“And what is this horrible thing?” she asked.

“You may as well hear it,” said Louise recklessly. “If I can bear it, I should think you could too. While I was away, Eric wired me he was going out of town for a few days. He didn’t say where. I know now. He was seen at a small hotel in Paris with a—a questionable-looking woman. So our idol has feet of clay.”

There was both bitterness and triumph in her voice. Madame Claire gripped the arms of her chair and tried not to laugh. What should she do? Good had been known to come out of evil. Should she and Eric let Louise think—what she thought? Her crying need was evidently to find Eric in the wrong. Should they let her?

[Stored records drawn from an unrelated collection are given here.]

PR #2126, opened 2017-05-11
Camera fixes

bghgary:
This makes the sandbox work a lot better on small models and more consistently overall

### DIFF
--- a/src/Cameras/babylon.arcRotateCamera.ts
+++ b/src/Cameras/babylon.arcRotateCamera.ts
@@ -315,11 +315,11 @@ module BABYLON {
                 this.inertialAlphaOffset *= this.inertia;
                 this.inertialBetaOffset *= this.inertia;
                 this.inertialRadiusOffset *= this.inertia;
-                if (Math.abs(this.inertialAlphaOffset) < Epsilon)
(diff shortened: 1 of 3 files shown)


src/Cameras/babylon.arcRotateCamera.ts
```diff
@@ -315,11 +315,11 @@ module BABYLON {
                 this.inertialAlphaOffset *= this.inertia;
                 this.inertialBetaOffset *= this.inertia;
                 this.inertialRadiusOffset *= this.inertia;
-                if (Math.abs(this.inertialAlphaOffset) < Epsilon)
+                if (Math.abs(this.inertialAlphaOffset) < this.speed * Epsilon)
```
deltakosh: It is a kind of a breaking change as speed == 2 by default. But I guess this is okay epsilon  x 2 is still epsilon:)

bghgary: Yes, that's what I figured. If you want, I can change it to this.speed * Epsilon * 0.5

deltakosh: This is fine

PR #2142, opened 2017-05-19
[WIP] MultiRenderTargets, geometryRenderer and SSAO V2

CraigFeldspar:
SSAO 2 using MultiRenderTargets.

The effect should be adaptable to remain fluid even on modest graphics hardware.

Live demo is here : 
https://craigfeldspar.github.io/ssao/

Usage is the following : 
```
    var ssaoRatio = {
        ssaoRatio: 0.5, // Resolution ratio of the SSAO post-process. Reducing this factor can dramatically enhance performances. Usually a 0.5 ratio (half resolution) gives good enough results, and on some light AO, a 0.25 ratio can be enough. 
        blurRatio: 0.5 // Ratio of the blur post-process. Reducing this factor can dramatically enhance performances, but artifacts can appear.
    };

    var ssao = new BABYLON.SSAO2RenderingPipeline("ssao", scene, ssaoRatio);
    // Maximum radius in scene units from where occlusion can happen
    // A smaller radius usually leads to better performances
    ssao.radius = 3.5;

    // Strength of the occlusion. Base value is 1.0 for raw occlusion.
    // On low quality settings, it can be good to set this to a low value so artifacts are less noticeable
    ssao.totalStrength = 1.0;

    // Activates bilateral filter for blurring. Gives a better shadow quality, specifically around geometry edges. Setting this to false can improve performance dramatically.
    ssao.expensiveBlur = true;

    // Number of samples for computing occlusion. More samples leads to less artifacts but impacts performance.
    ssao.samples = 16;

    // Maximum distance from camera for AO to be computed. If this value is too high, z-fighting artifacts can appear.
    ssao.maxZ = 250;

    // Register pipeline if supported
    if (ssao.isSupported) {
        scene.postProcessRenderPipelineManager.attachCamerasToRenderPipeline("ssao", camera);
    }
```
Play with these factors to get the best deal between performance and quality.
For the lower end GPUs, you can try to give a light AO feeling, by pushing both ratios to 0.25, `expensiveBlur ` to `false `, `totalStrength` to 0.5 or so, and `samples` to 8.

- [x] PG example
- [x] Readme
- [x] Live demo


deltakosh:
Hey! 
I'm oof until next week. Please keep the good work. I'll review it soo

src/babylon.scene.ts
```diff
@@ -711,6 +711,7 @@
         private _debugLayer: DebugLayer;
 
         private _depthRenderer: DepthRenderer;
+        private _geometryRenderer: GeometryRenderer;
```
deltakosh: In current implementation the renderer renders all active meshes
It could be useful to allow devs to define other  renderes with different renderlist

src/Rendering/babylon.geometryRenderer.ts
```diff
@@ -0,0 +1,164 @@
+module BABYLON {
+    export class GeometryRenderer {
+        private _scene: Scene;
```
CraigFeldspar: The thing is "MultiRenderTargetRenderer" is not precise enough.
This renderer actually renders the geometry buffer (sometimes called g-buffer) which contains depths, normals, and in the future probably albedo and some lightning information.
It uses MRT for this purpose, but it is not the end goal.

src/Rendering/babylon.geometryRenderer.ts
```diff
@@ -0,0 +1,164 @@
...
+            this._multiRenderTarget.renderParticles = false;
+            this._multiRenderTarget.renderList = null;
+            
+            // set default depth value to 1.0 (far away)
+            this._multiRenderTarget.onClearObservable.add((engine: Engine) => {
+                engine.clear(new Color4(0.0, 0.0, 0.0, 1.0), true, true, true);
+            });
+
+            // Custom render function
+            var renderSubMesh = (subMesh: SubMesh): void => {
```
CraigFeldspar: We probably can with depthRenderer, my code is widely based on this one. I'll think about some solution.
For shadows, it is also interesting to look into it, since we can now use depth textures with WebGL2

src/Materials/Textures/babylon.renderTargetTexture.ts
```diff
@@ -49,7 +49,7 @@
         */
         public onAfterUnbindObservable = new Observable<RenderTargetTexture>();
 
-        private _onAfterUnbindObserver: Observer<RenderTargetTexture>;
+        protected _onAfterUnbindObserver: Observer<RenderTargetTexture>;
```
CraigFeldspar: My implementation of BABYLON.MultiRenderTargetTexture is a child class of BABYLON.RenderTargetTexture, thus the change to protected for some properties.

src/babylon.scene.ts
CraigFeldspar: That's true and easy to change, I'm on it

src/Rendering/babylon.geometryRenderer.ts
deltakosh: well perhaps I just need to get use to it..

deltakosh: What about GeometryBufferRenderer?

src/Materials/Textures/babylon.renderTargetTexture.ts
deltakosh: Yes but perhaps I missed it but I did not see where you use it

CraigFeldspar: you're right, I used to and now I don't. I will double check what I changed to protected

src/Rendering/babylon.geometryRenderer.ts
CraigFeldspar: that works

src/PostProcess/babylon.ssao2RenderingPipeline.ts
```diff
@@ -0,0 +1,369 @@
+﻿module BABYLON {
+    export class SSAO2RenderingPipeline extends PostProcessRenderPipeline {
+        // Members
```
CraigFeldspar: IsSupported will be added, but I'm not sure about the fallback, SSAO v2 and v1 have totally different shaders, and parameter uniforms are not the same. 

Maybe just offering the possibility for devs to test that the effect is supported would be enough, what do you think ?

deltakosh: I'm fine with that. We then just need to state it in the doc

deltakosh:
Ok I'm ready to merge it.
Can you please fix the conflicts?

PR #2144, opened 2017-05-20
Adding Cell Shading Material

julien-moreau:
Adding way to compute custom lighting functions (computeCustomDiffuseLighting & computeCustomSpecularLighting) here used by cell material as example. Then added a way to keep the light intensity (ndl) in lightInfo structure following memory alignment


julien-moreau:
@deltakosh, do the modifications I did in shaders includes look ok for you ?

deltakosh:
Like it. This is pretty smart

sebavan:
Nice one !!!

PR #4074, opened 2018-04-04
Pass useBytes in updateVerticesDataDirectly in Geometry & VertexBuffer

a-carvallo:
Related to : https://github.com/BabylonJS/Babylon.js/pull/4026#pullrequestreview-108884133

### DIFF
--- a/src/Mesh/babylon.buffer.ts
+++ b/src/Mesh/babylon.buffer.ts
@@ -129,7 +129,7 @@
             }
 
             if (this._updatable) { // update buffer
-                this._engine.updateDynamicVertexBuffer(this._buffer, data, useBytes ? offset : offset * this.byteStride, (vertexCount ? vertexCount * this.byteStride : undefined));
+                this._engine.updateDynamicVertexBuffer(this._buffer, data, useBytes ? offset : offset * Float32Array.BYTES_PER_ELEMENT, (vertexCount ? vertexCount * this.byteStride : undefined));
                 this._data = null;
             }
         }
--- a/src/Mesh/babylon.buffer.ts
+++ b/src/Mesh/babylon.buffer.ts
@@ -34,7 +34,7 @@
 
             this._data = data;
 
-            this.byteStride = useBytes ? stride : stride * 4;
+            this.byteStride = useBytes ? stride : stride * Float32Array.BYTES_PER_ELEMENT;
 
             if (!postponeInternalCreation) { // by default
                 this.create();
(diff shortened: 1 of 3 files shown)


src/Mesh/babylon.vertexBuffer.ts
```diff
@@ -232,10 +232,13 @@
...
          * Updates directly the underlying WebGLBuffer according to the passed numeric array or Float32Array.  
-         * Returns the directly updated WebGLBuffer. 
+         * Returns the directly updated WebGLBuffer.
+         * @param data the new data
+         * @param offset the new offset
+         * @param useBytes set to true if the offset is in bytes
          */
-        public updateDirectly(data: DataArray, offset: number): void {
-            return this._buffer.updateDirectly(data, offset);
+        public updateDirectly(data: DataArray, offset: number, useBytes: boolean = false): void {
```
deltakosh: Just realized that it returns void so we should remove the returns comment and the  return keyword:)

src/Mesh/babylon.buffer.ts
```diff
@@ -123,13 +123,13 @@
...
          */
-        public updateDirectly(data: DataArray, offset: number, vertexCount?: number, useBytes = false): void {
+        public updateDirectly(data: DataArray, offset: number, vertexCount?: number, useBytes: boolean = false): void {
             if (!this._buffer) {
                 return;
             }
 
             if (this._updatable) { // update buffer
-                this._engine.updateDynamicVertexBuffer(this._buffer, data, useBytes ? offset : offset * 4, (vertexCount ? vertexCount * this.byteStride : undefined));
+                this._engine.updateDynamicVertexBuffer(this._buffer, data, useBytes ? offset : offset * this.byteStride, (vertexCount ? vertexCount * this.byteStride : undefined));
```
bghgary: I don't believe this is correct. If `useBytes` is false, then it should behave like before where `offset` is in float32 units which is a multiple of 4. `byteStride` has nothing to do with it.

a-carvallo: Shouldn't it be the same  for `vertexCount` then ?

deltakosh: That's right.I missed this one

deltakosh: For vertex count we are good as the bytestride is the stride in byte of the entire vertex

a-carvallo: So 4 for both. (I guess I was assuming it may be different, but actually it all ends in an array of Float32)

deltakosh: Actually only one not both (vertex count remains unchanged)

a-carvallo: Could `Float32Array.BYTES_PER_ELEMENT` be used in that case ? Unless I am wrong it's exactly what the 4 here means. (It helps understand better I think).

deltakosh: Works for me

bghgary: Perhaps update the other 4s in the file to this constant?

PR #4089, opened 2018-04-07
GUI getMeshPosition()

royibernthal:
Returns the position of a mesh for use in AdvancedDynamicTexture as a 2d point - use only x and y of the returned vector?

This is not working but I suppose it's enough to help you understand what's on my mind. What am I missing?

The projectedPosition returns x, y, z - NAN

### DIFF
--- a/gui/src/advancedDynamicTexture.ts
+++ b/gui/src/advancedDynamicTexture.ts
@@ -512,6 +512,22 @@ module BABYLON.GUI {
             this._attachToOnPointerOut(scene);
         }
 
+        public getMeshPosition(mesh: BABYLON.Mesh): BABYLON.Vector3 {
+            var scene = this.getScene();
+
+            if (!scene) {
+                return BABYLON.Vector3.Zero();
+            }
+
+            var globalViewport = this._getGlobalViewport(scene);
+            var position = mesh.getBoundingInfo().boundingSphere.center;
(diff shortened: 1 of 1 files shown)


royibernthal:
Correct. Can a Vector3 from the scene can be used as is without further translation inside an ADT? If so, why do you need to translate it to "projectedPosition" in Control/moveToVector3 for instance?

deltakosh:
You still need to project from 3d to 2d. What you did should work

royibernthal:
Then why doesn't it? :)

royibernthal:
Here's what I test locally:
http://www.babylonjs-playground.com/#BSM1NV

royibernthal:
kk thanks

deltakosh:
Fixed by https://github.com/BabylonJS/Babylon.js/commit/e7a2ea4cecc4da61576cb87e7c33983dbe70aa80
I added a adt.getProjectedPosition
To test it:
```
	scene.render();
	console.log( advancedTexture.getProjectedPosition(sphere1.getBoundingInfo().boundingSphere.center, sphere1.getWorldMatrix()) );
```

scene.render() must be called at least one to update all projection / view matrices

royibernthal:
Got it, thanks :)

What do you think about being able to project into a control's coordinates system? and/or some localToGlobal and globalToLocal functions for adt and its controls.

btw I'm working on a little something - a class that draws lines between to points / tracked controls / tracked meshes, I hope you won't be against adding such a thing to the source.

deltakosh:
As long as it is useful no problem :)

PR #4114, opened 2018-04-11
Complex Line Tracking

royibernthal:
This is still under development, need to test Vector2 and Control, and create a more convenient API.

Ignore getMeshPosition() commit in adt, I'm not sure how to undo that commit - need to research that.

Here's a PG tracking meshes:
http://www.babylonjs-playground.com/#H03KNW

Any thoughts? Do you think this could go into source after some polishing?


royibernthal:
ComplexLine (temp name) - draw lines that connect provided positions / tracked controls / tracked meshes / a mix of all of these.

Tracker - a helper class that represents a tracked item - either a position (x, y) as gui ValueAndUnit, could be percentage, etc, a control or a mesh.

For my use case I only needed to connect lines between multiple meshes at real time, but I thought I should make the solution more dynamic if I was to share it, so now it should fit more cases.

It's a more advanced and dynamic solution to Line.

royibernthal:
Imagine providing an array of (possibly mixed) vectors, controls and meshes to an instance that draws lines between all of them in real time.

gui/src/controls/complexLine.ts
```diff
@@ -0,0 +1,294 @@
+/// <reference path="../../../dist/preview release/babylon.d.ts"/>
+
+module BABYLON.GUI {
+
+    export class ComplexLine extends Control {
```
deltakosh: Perhaps MultiLine?

gui/src/controls/complexLine.ts
```diff
@@ -0,0 +1,294 @@
...
+        public set dash(value: Array<number>) {
+            if (this._dash === value) {
+                return;
+            }
+
+            this._dash = value;
+            this._markAsDirty();
+        }
+
+        getX(index: number): string | number  {
```
deltakosh: I think this should be at tracker level and we should just have getTracker(index) here

gui/src/controls/complexLine.ts
royibernthal: Yup

gui/src/tracker.ts
```diff
@@ -0,0 +1,48 @@
+/// <reference path="../../dist/preview release/babylon.d.ts"/>
+
+module BABYLON.GUI {
+
+    export class Tracker {
```
deltakosh: Perhaps segment instead of tracker ?

Tools/Gulp/config.json
```diff
@@ -1622,6 +1622,7 @@
                     "../../gui/src/measure.ts",
                     "../../gui/src/math2D.ts",
                     "../../gui/src/valueAndUnit.ts",
+					"../../gui/src/tracker.ts",
```
deltakosh: tab issue

Tools/Gulp/config.json
```diff
@@ -1636,7 +1637,8 @@
                     "../../gui/src/controls/button.ts",
                     "../../gui/src/controls/colorpicker.ts",
                     "../../gui/src/controls/inputText.ts",
-                    "../../gui/src/controls/virtualKeyboard.ts"
+                    "../../gui/src/controls/virtualKeyboard.ts",
+					"../../gui/src/controls/complexLine.ts"
```
deltakosh: tab issue

gui/src/advancedDynamicTexture.ts
```diff
@@ -527,6 +527,22 @@ module BABYLON.GUI {
             this._attachToOnPointerOut(scene);
         }
 
+        public getMeshPosition(mesh: BABYLON.Mesh): BABYLON.Vector3 {
```
deltakosh: need to revert this (as you mentioned)

gui/src/controls/complexLine.ts
royibernthal: Are you referring to get/set x/y/mesh/control? If so, I wanted to do just that but some functionality requires the control and the host. Perhaps pass the control to tracker?

gui/src/controls/complexLine.ts
```diff
@@ -0,0 +1,294 @@
...
+            }
+
+            if (tracker.control) {
+                tracker.control.onDirtyObservable.removeCallback(this.onTrackerUpdate);
+            }
+
+            tracker.control = value;
+
+            if (tracker.control) {
+                tracker.control.onDirtyObservable.add(this.onTrackerUpdate);
```
deltakosh: this may not work as "this" will not be the same in the observable. You may have to use () =>

gui/src/controls/complexLine.ts
deltakosh: Yes. You can add the multi-line hist as parameter to Segment constructor

gui/src/controls/complexLine.ts
royibernthal: I did in the definition:
private onTrackerUpdate = (): void => {
            this._markAsDirty();
        }

That way the callback reference is the same so I can remove it easily later as well

deltakosh: If private it has to start with_ then

royibernthal: No problem

royibernthal:
Thanks for the comments, I'll get to work on all of that tomorrow (it's 5 am here). Definitely, does the solution seem slow to you? If so, which parts do you think could be improved performance-wise? (You don't have to do the heavy lifting, just point me in the right direction)

deltakosh:
Nope this is fine as long as we update only when required :) and this seems to be the case so far

royibernthal:
:)

royibernthal:
Updated PG:
http://www.babylonjs-playground.com/#H03KNW#1

gui/src/segment.ts
```diff
@@ -0,0 +1,135 @@
...
+        private _translatePoint(): Vector2 {
+            if (this._mesh != null) {
+                return this._multiLine._host.getProjectedPosition(this._mesh.getBoundingInfo().boundingSphere.center, this._mesh.getWorldMatrix());
+            }
+            else if (this._control != null) {
+                return new Vector2(this._control.centerX, this._control.centerY);
+            }
+            else {
+                //TODO: extract number from px and % - eventually in order to support %
+                return new Vector2(this.x as number, this.y as number); //temp - as number
```
royibernthal: I'd like to translate Segment x and y (ValueAndUnit) to pixels. Do I need to manually pass the adt size to ValueAndUnit/getValueInPixel()? Isn't there a better way?

For instance, in a 1000x1000 canvas size, I'd like to translate { x: '50%', y: '50px' } to { x: 500, y: 50 }.

deltakosh: By the way I changed my mind regarding naming :) I prefer AnchorPoint instead of segment as it is not really a segment :)
yes for your question: you have to give adtSize to getValueInPixel()

royibernthal:
New PG combining all types successfully:
http://www.babylonjs-playground.com/#H03KNW#2

gui/src/segment.ts
royibernthal: Hmm Anchor isn't quite correct either in my opinion, let me think about it too :)

royibernthal: How about simply MultiLinePoint? Or PointInfo / PointData / DynamicPoint / AdvancedPoint?

deltakosh: MultiLinePoint is great

royibernthal:
I think that should be it, did I miss anything?

gui/src/controls/multiLine.ts
```diff
@@ -0,0 +1,215 @@
...
+        public set dash(value: Array<number>) {
+            if (this._dash === value) {
+                return;
+            }
+
+            this._dash = value;
+            this._markAsDirty();
+        }
+
+        getAt(index: number): MultiLinePoint {
```
deltakosh: getPointAt

gui/src/controls/multiLine.ts
```diff
@@ -0,0 +1,215 @@
...
+            if (!this._points[index]) {
+                this._points[index] = new MultiLinePoint(this);
+            }
+
+            return this._points[index] as MultiLinePoint;
+        }
+
+        onPointUpdate = (): void => {
```
deltakosh: make it private

gui/src/controls/multiLine.ts
```diff
@@ -0,0 +1,215 @@
...
+                    point.control = item;
+                }
+                else if (item.x != null && item.y != null) {
+                    point.x = item.x;
+                    point.y = item.y;
+                }
+            });
+        }
+
+        push(): MultiLinePoint {
```
deltakosh: general: please add public when public

gui/src/controls/multiLine.ts
```diff
@@ -0,0 +1,215 @@
...
+            if (this._lineWidth === value) {
+                return;
+            }
+
+            this._lineWidth = value;
+            this._markAsDirty();
+        }   
+
+        public set horizontalAlignment(value: number) {
+            return;
```
deltakosh: ?

gui/src/multiLinePoint.ts
```diff
@@ -0,0 +1,139 @@
...
+            }
+
+            if (this._mesh && this._meshObserver) {
+                this._mesh.getScene().onAfterCameraRenderObservable.remove(this._meshObserver);
+            }
+
+            this._mesh = value;
+
+            if (this._mesh) {
+                this._meshObserver = this._mesh.getScene().onAfterCameraRenderObservable.add(this._multiLine.onPointUpdate);
```
deltakosh: this line seems suspicious (Should it be this.,_meshObserver instead?)

gui/src/multiLinePoint.ts
```diff
@@ -0,0 +1,139 @@
...
+        }
+
+        dispose(): void {
+            this.control = null;
+            this.mesh = null;
+        }
+
+    }
+
+    export interface IValueAndUnitVector2 {
```
deltakosh: no need to declare a public interface
Just add { x: string | number, y: string | number } in the add function declaration

royibernthal: You're right, done.

gui/src/multiLinePoint.ts
royibernthal: Nope, it means if a valid mesh value was set - create an observer for it, unless I misunderstood you

gui/src/controls/multiLine.ts
royibernthal: I started this class from a copy of Line. I'm not sure what's the reason behind it:
https://github.com/BabylonJS/Babylon.js/blob/master/gui/src/controls/line.ts#L118

gui/src/controls/multiLine.ts
royibernthal: Got it, done.

gui/src/controls/multiLine.ts
royibernthal: I need it to be public unless we change the implementation

https://github.com/royibernthal/Babylon.js/blob/4f2c9bb6e435fda2caa6e02784ceb8a74d156a92/gui/src/multiLinePoint.ts#L74

https://github.com/royibernthal/Babylon.js/blob/4f2c9bb6e435fda2caa6e02784ceb8a74d156a92/gui/src/multiLinePoint.ts#L96

gui/src/controls/multiLine.ts
deltakosh: Oh yeah true :)

gui/src/multiLinePoint.ts
deltakosh: i was expecting:
 this._meshObserver = this._mesh.getScene().onAfterCameraRenderObservable.add(this._meshObserver);

royibernthal: Observable/add() expects a callback doesn't it? meshObserver is an Observer. (that in the first place was created by passing that callback)

royibernthal: What am I missing? :)

deltakosh: ok my bad

royibernthal: :)

royibernthal:
ty, I'll make a PR for doc later tonight or tomorrow

royibernthal:
btw why did the Travis CI build fail?

Issue #4093, opened 2018-04-09
Add support for sparse accessors in glTF2Loader


sbtron:

cx20:
I confirmed that Babylon.js is now able to display [Simple Sparse Accessor](https://cx20.github.io/gltf-test/examples/babylonjs/index.html?category=tutorialModels&model=SimpleSparseAccessor&scale=1&type=glTF) model.
The current status is all green. congratulations!

https://github.com/cx20/gltf-test#simple-models-for-testing-individual-features
![image](https://user-images.githubusercontent.com/1833979/38704731-341d0f12-3ee2-11e8-8c1f-9d914048327c.png)

bghgary:
Thanks @cx20 for updating so fast!

PR #4120, opened 2018-04-12
Add sparse accessor support to glTF loader

bghgary:
Test coverage will happen when we implement sparse accessors in the glTF asset generator


bghgary:
Fixes #4093

Issue #4121, opened 2018-04-12
Run playground Several times leads to potential crash


sebavan:
As seen today running the same PG several times is leading to a crash: "too many webgl contexts..."

This can highlight a potential leak.

PR #4124, opened 2018-04-12
avoid creating multiple canvases in BABYLON.Engine.IsSupported, log e…

TrevorDev:
…rrors to console for easyier debugging

https://github.com/BabylonJS/Babylon.js/issues/4121

I don't know why this issue just started occurring now. Anyone have any ideas?


TrevorDev:
This is not an issue with babylon, a plugin held ref to context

“I won’t say it wasn’t a shock to me,” Louise went on. “It was. I heard it while I was at Mistley. I know that it is true.”

Madame Claire was thinking:

“She is bound to know the facts sooner or later, and then she’ll feel she has been made a fool of—a thing only saints can forgive. And yet, it’s an opportunity of a sort. But what a paltry business!”

“Suppose this were really true, Louise,” she said. “At the moment I am neither denying the possibility of it, nor affirming it. But suppose it were true. How would it affect your feeling for Eric?”

“As a good woman—and I hope I am that—it revolts me. But … perhaps I’ve been hard … perhaps he’s found a lack in me.… I dare say he has.… Oh!” she cried suddenly with real emotion, “I want to forgive him! I would forgive him.”

Madame Claire felt she was hearing something she had no right to hear. She must leave this to Eric. Stupid mistake as it was, it might be the means of clearing the air. She would have nothing to do with it.

“My dear,” she said, “I am going to forget you have told me this. Later you’ll understand why. I think the whole thing can be explained, but for your explanation I prefer you should go to Eric. It concerns him the most.”